Dimming the backlight. I assumed I could lower brightness on battery by PWM-ing the backlight pin. On this particular board the backlight is not PWM-dimmable, the brightness simply would not change, so I tried it, confirmed it did nothing, and reverted the code.

Deep sleep on a button hold. The obvious power saver is to deep sleep the chip and wake it with the button. The catch: the only button is on GPIO9, and on the ESP32-C3 that pin is not RTC-capable, so it cannot wake the chip from deep sleep. I pivoted to light sleep plus a restart on wake, which is not as efficient but actually works with the hardware I have.

Protecting the cell. The protection circuit on the battery only cuts power around 2.5 to 3.0V, which is hard on a LiPo over time. Cutting off earlier, nearer 3.3V, in firmware is still on the list.

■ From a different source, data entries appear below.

Issue #413, opened 2022-01-27
Simplify and Streamify `EventSubscription`


jsdw:
I reckon we could improve/simplify the `EventSubscription` struct. Some thoughts:

- Impl `Stream` (and so the `StreamExt` methods), so that the filtering logic can be (mostly?) moved out of this struct.
- Remove filtering on events from a specific block (if needed, add a separate method to obtain events from a single block which potentially returns the same event stream as we'd get here; this method could be reused in the `transaction.rs` stuff too if it existed).
- Remove filtering of events from a specific extrinsic (we get this now via the API in `transaction.rs`, and ideally it would be easy to manually filter the Stream for such events).
- Remove filtering of events by pallet/event index; make it easy to do so via the Stream.
- Update `transfer_subscribe` example to subscribe to events separately from making any transaction, and show off filtering and such. If needed, make transactions etc in a separate thread just to produce the desired events. (why? we shouldn't use this to get events for the current transaction as we have a proper API for that; but that's what the example seems to do).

None of these are glamorous, but they are the reality of squeezing a wearable onto a coin-sized board.

Where V0 landed

Today the gadget boots, serves its own WiFi and web page, and plays a rotating gallery of dot animations and pixel art off the battery, clipped on as a pin. Tap the button to jump to the next animation, hold it to put it to sleep. It is genuinely usable as it is.

A standalone clock and phone notifications over MQTT are the next things I want on the firmware side, but the core loop, render and manage animations on a tiny round Glyph Matrix, is done and working.

All the printed prototypes parts

The dashboard connecting and changing the animations live

What is next: V1

V0 proved the software. V1 is about making it real hardware.

I want to design a custom PCB with sensors and extra modules, to give the gadget more to actually do beyond playing animations. And I want a properly finished enclosure, CNC-cut acrylic or cast resin instead of printed PLA, so it looks like a product rather than a prototype.

For now though, V0 sits on my keychain and does the one thing I set out to build: a little piece of the Nothing Glyph Matrix that goes everywhere I do.